2006 television horror film

Caved In: Prehistoric Terror is a 2006 American "Sci-Fi Original" film, created by the Sci-Fi channel. Directed by Richard Pepin and written by Michael Konyves, it follows a party of tourists who become trapped underground by a cave-in, and are then killed one by one by giant prehistoric rhinoceros beetles.

==Plot==
In Switzerland in 1948, a group of miners in a salt mine discover giant prehistoric rhinoceros beetles. The beetles attack the miners, and swiftly kill them.
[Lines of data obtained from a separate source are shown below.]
PR #248, opened 2019-02-21
[PLATFORM-248] Map module

tumppi:
Added Map module using `react-leaflet`.


app/src/editor/shared/components/Map/Marker.jsx
```diff
@@ -0,0 +1,95 @@
...
+        if (toProps.zIndexOffset !== fromProps.zIndexOffset) {
+            this.leafletElement.setZIndexOffset(toProps.zIndexOffset)
+        }
+        if (toProps.rotation !== fromProps.rotation) {
+            this.leafletElement.setRotationAngle(toProps.rotation)
+        }
+    }
+
+    componentDidMount() {
+        super.componentDidMount()
```
timoxley: this is weird

app/src/editor/shared/components/Map/Map.jsx
```diff
@@ -0,0 +1,108 @@
...
+                                >
+                                    <Tooltip direction="top">
+                                        {marker.id}
+                                    </Tooltip>
+                                </CustomMarker>
+                                {tracePoints && (
+                                    <Polyline
+                                        positions={tracePoints}
+                                        color={traceColor}
+                                        weigth={traceWidth}
```
timoxley: `weigth = weight + width` I guess?

app/src/editor/shared/components/Map/Marker.jsx
```diff
@@ -0,0 +1,95 @@
...
+
+        const component = (
+            <LeafletProvider value={this.contextValue}>
+                <CircleIcon color={this.props.color} />
+                {this.props.children}
+            </LeafletProvider>
+        )
+
+        if (container) {
+            render(
```
timoxley: weird

app/src/editor/shared/components/modules/Map.jsx
```diff
@@ -0,0 +1,174 @@
...
+
+            if (msg.markerList && msg.markerList.length > 0) {
+                const { markerList } = msg
+
+                markerList.forEach((id) => {
+                    delete this.queuedMarkers[id]
+                    // NOTE: We should not mutate state but for performance reasons
+                    // it is better to do it here directly instead of a setState call.
+                    // This needs to be done before flushMarkerData performs state
+                    // merging.
```
timoxley: 👍

app/src/editor/shared/components/modules/Map.jsx
```diff
@@ -0,0 +1,174 @@
...
+        this.props.module.options[key].value || null
+    )
+
+    getModuleParam = (key: string) => (
+        this.props.module.params
+            .filter((p) => p.name === key)
+            .map((p) => p.value) || null
+    )
+
+    flushMarkerData = throttle(() => {
```
timoxley: should probably check for unmount

app/src/editor/shared/components/Map/Marker.jsx
tumppi: Yeah, this is needed when extending Leaflet classes :/

app/src/editor/shared/components/Map/Map.jsx
tumppi: It's just width in pixels. Pretty weird naming choice from Leaflet developers.

app/src/editor/shared/components/Map/Marker.jsx
tumppi: Another Leaflet quirk since it cannot render React components as they are. Instead we need to render them as html to an DivIcon.

app/src/editor/shared/components/Map/Map.jsx
timoxley: oh dear, I thought it was a typo

app/src/editor/shared/components/Map/Marker.jsx
timoxley: blegh

app/src/editor/shared/components/Map/Marker.jsx
timoxley: gotcha

app/src/editor/shared/components/modules/Map.jsx
```diff
@@ -0,0 +1,190 @@
...
+        return (
+            <div className={cx(className)}>
+                <ModuleSubscription
+                    {...this.props}
+                    onMessage={this.onMessage}
+                />
+                <Map
+                    {...this.props.module.options}
+                    className={styles.map}
+                    centerLat={this.getModuleOption('centerLat') || 60.18}
```
timoxley: Can none of these be `0`?

Suggest perhaps changing `this.getModuleOption` to take the default as a second param, and using the default if the key you're asking for is falsey but not `0`?

i.e. 
```js
this.getModuleOption('centerLat', 60.18)
```

```js
getModuleOption = (key: string, defaultValue: any) => {
    const { value } = this.props.module.options[key]
    if (!value && value !== 0) {
        return defaultValue // use default if value falsey but not zero
    }
    return value
}
```

PR #251, opened 2019-02-22
[PLATFORM-314] API Page Content

fonty1:
Only needs a quick glance.

Content is largely pulled together from different sources and will probably be reviewed at a later date once all the docs are ready.

Contains some minor intentional edits of the other docs pages.


fonty1:
> I like the embedded API explorer 👍 🥇

Who would have thought my best line of code would be an iframe 😛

In the present day, a cave tour guide John Palmer is requested, by Vincent and Sophia, to take a group of explorers down into the salt mine. John agrees to take the group, consisting of Vincent, Sophia, Marcel, Hanz, Carlo and Ion, into the mine, not realizing that the group are, in fact, high-profile thieves who are seeking emeralds in the mine. John also takes his reluctant family - Samantha, Emily and Miles - who stay in a cabin near the mine with one of the thieves, Stephan.
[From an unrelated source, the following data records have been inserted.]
PR #252, opened 2019-02-22
[PLATFORM-243] forEach module

juhah:
**Summary**:

- `forEach` module and every module with the flag `canRefresh` can reload it's data (while running). I tried first to hook on to `onMessage` and collect it during runtime but the `forEach` module does not have a UI channel. So I added the the refresh icon to reload.
- Hooking up the reload functionality with the global `setCanvas` -> `updateModule` routine doesn't work because `ModuleLoader` doesn't supply the latest `module` data but the one cached to state when the canvas is first started.
- I added an event emitter to trigger the update inside the module and `ModuleLoader` which I renamed to `RunStateLoader`. I don't like this solution but it was the best I could come up with.
- Doing a runtime request for a module will bring more inputs in the response if there are keys that have been sent. They are named with a prefix like `ForEach.CacheUpdaterInput-For-...`
In the old code these are handled by reconnecting inputs/outputs by name (https://github.com/streamr-dev/engine-and-editor/blob/0c45c2022e1d803f1ecfa37a419a9c1fdcd6470e/web-app/js/unifina/signalPath/generic/genericModule.js#L60). Now that the loading run state happens inside `RunStateLoader`, it doesn't affect the global canvas and the module can use the latest module state (eg. `canvasKeys`).

- Renamed `ModuleLoader` to `RunStateLoader`, I think that's more descriptive name for it
- forEach "Load Canvas" doesn't do anything because it cannot link to canvas based on key

**Test setup**:

- Make a canvas with a `Sum` module, export the `in` and `out`:
screen shot 2019-02-22 at 15 12 56

- Make another canvas with this layout:
screen shot 2019-02-22 at 15 12 32

- Try sending different text field values to control sub canvases and use the button to trigger updates
- Use the refresh icon to update the list of sub canvases

@mattatgit This might need another styling pass, here's how it looks now:

Running state without keys:
Screen Shot 2019-05-03 at 15 16 53

Keys available:
Screen Shot 2019-05-03 at 15 17 01
Screen Shot 2019-05-03 at 15 17 12


app/src/editor/shared/components/modules/Table.jsx
```diff
@@ -52,7 +52,7 @@ const parseMessage = (d, options) => (state) => {
     } else if (d.nm) {
         // new map
         newState.rows = []
-        Object.keys(d.dm).forEach((key) => {
+        Object.keys(d.nm).forEach((key) => {
```
juhah: I assumed this is a typo, please verify if not. It gave an error and this fixed it.

timoxley: typo 👍

timoxley:
>  every module with the flag canRefresh can reload it's data (while running).

@juhah note it doesn't need to be running.

juhah:
@timoxley @tumppi Updated to latest codebase, please have another look so we can go ahead with improving async loading.

PR #254, opened 2019-02-26
[PLATFORM-399] Docs consolidation/refactor

fonty1:
- Refactored the docs content so that they all live in the same place `docs/content` along with the image and code snippet assets. This was to hopefully make editing the content easier for outsiders. 
- Moved subNav object into navLinks so that all the navigation information lives in one place.
- Added titles to all the platform pages.
- Added an editing guide for non-devs that want to contribute to the docs.


app/src/docs/docsEditingGuide.md
```diff
@@ -0,0 +1,52 @@
+# Docs Editing Guide
```
juhah: Should we link to this file from the app readme?

fonty1: yes, good idea, I will add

John takes the group into the mine the following day. As they explore, Ion leaves the group for a cigarette. Marcel follows him and the pair get into a fight, which results in Marcel pushing Ion over a ledge, where he is attacked by one of the beetles. Meanwhile, Miles discovers the entrance to the mine and enters alone. Samantha soon notices the absence of Miles and begins to search for him, sending Emily and Stephan out to look for him also. Back in the mine, Marcel tells the group Ion fell, and the group continues to explore. However, John demands that the group leave the mine, but Marcel forces him, telling him that he will instruct Stephan to kill Samantha and Emily if they turn back. Marcel then talks to Stephan on a walkie-talkie and tells him to tie Samantha and Emily up in the cabin. As Stephan is about to take Emily hostage, Samantha arrives and knocks him out.

In the mine, the group searches for the emeralds, but is attacked by the beetles, which kill Carlo. The rest of the group fends the beetles off with their guns. However, a cave-in occurs, causing a crack to appear in the ground in the forest near Samantha and Emily. A number of beetles escape and begin to chase them back to the cabin. Inside, Samantha attempts to get into contact with John on the walkie talkie; however, when this fails Samantha and Emily decide to leave the cabin armed with a gun, only to both be knocked unconscious by Stephan. Meanwhile, Marcel forces the group to continue to the emeralds, causing tensions to run high. Marcel and Vincent get into an argument, leading Marcel to shoot Vincent dead before the survivours are once again attacked by the beetles, but manage to escape. When Samantha and Emily wake up, Stephan does not believe their warnings of the beetles, but he is decapitated when the beetles attack the cabin, while Samantha and Emily escape.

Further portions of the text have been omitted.